Subacute thyroiditis is a post-inflammatory thyroid disease presenting with pain, fever and hyperthyroidism. Thyroid disease is a rare manifestation of SARS-CoV-2 infection. Cases of subacute thyroiditis in patients with the Covid-19 infection, have been described. Vaccination against the SARS-CoV-2 virus has helped to limit the pandemic and is characterized by very few side effects. Amongst those, subacute thyroiditis and Graves’ disease have been observed.

Methods

A case of a female 50-year old patient is presented who developed subacute thyroiditis 2 months after a mild SARS-CoV-2 infection. The case of a 53-old male patient who developed subacute thyroiditis 3 days after vaccination against the SARS-CoV-2 virus is also presented. Both patients had high CRP and ESR and low TSH levels.

Results

Prednisolone was administered 16 mg twice daily for 10 days with subsequent tapering and propranolol 20 mg twice daily.

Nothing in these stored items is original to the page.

PR #80, opened 2019-05-18
UX-470 Upgrade Storybook to v5 🐐

mikrotron:
### 🛠 Purpose

Upgrade Storybook to `v5`.

### ✏️ Notes to Reviewer

- Needed to resolve some dependency cycles to appease a recently fixed lint rule (`import/no-cycle`).
- Needed to update the Cypress `visitStorybook()` command since URL structure has changed.
- Needed to update stories so that knobs are created at the same time as the story is rendered (probably due to [this known issue](https://github.com/storybooks/storybook/issues/5455)).
- Added the `wait-on` package so Cypress tests can wait for Storybook to be up before running (which must take a bit longer now). 

### 🖥 Screenshots

Screen Shot 2019-05-21 at 10 12 39 PM


packages/Button/stories/Button.stories.js
```diff
@@ -2,15 +2,15 @@ import React from "react";
...
+import Showcase, { showcaseProps } from "./examples/Showcase";
 import Basic from "./examples/Basic";
 import NewRef from "./examples/NewRef";
 import OldRef from "./examples/OldRef";
 import CloseButtonRef from "./examples/CloseButtonRef";
 
 storiesOf("Button", module)
   .addDecorator(withKnobs)
-  .add("Showcase", () => <Showcase />)
+  .add("Showcase", () => <Showcase {...showcaseProps()} />)
```
alexzherdev: I may be missing something - but both `Showcase` and `showcaseProps` are exported from the same file. Why not have that file export just the component that renders the story with the props baked in?

packages/L10n/src/L10nContext.js
```diff
@@ -0,0 +1,5 @@
+import React from "react";
```
alexzherdev: Curious why this change is necessary?

mikrotron: A new lint rule has been introduced, `import/no-cycle`, that must have been applied after a fresh `yarn`.  There were a bunch of dependencies I had to fix as a result, but actually unrelated to the Storybook upgrade.

packages/Button/stories/Button.stories.js
mikrotron: I may also be missing something, but this was the simplest way I could find to make the knobs work again (they had all stopped).  It seemed like the knob functions needed to be called outside of the example component...?? But I am not really sure _why_ they stopped working in this new version.

packages/L10n/src/L10nContext.js
mikrotron: Sorry, not a new rule, I saw a post from `May` but just noticed it's 2018, not 2019.  Not sure why this wasn't a complaint before now actually.

alexzherdev: It looks like there was a PR to fix some issues with cycle detection. Bugfixes are not considered breaking changes so we started getting those warnings now.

Remission of the disease was observed in both cases. In the female patient the disease recurred one month after prednisolone withdrawal.

Conclusions

Cases of subacute thyroiditis after SARS-CoV-2 infection and after vaccination against the SARS-CoV-2 virus are described. SARS-CoV-2 is a coronavirus which has been related to the development of autoimmunity. Autoimmune thyroid disease, in the form of either subacute thyroiditis, autoimmune thyroiditis and Graves’ disease have been described in patients with the Covid-19 disease.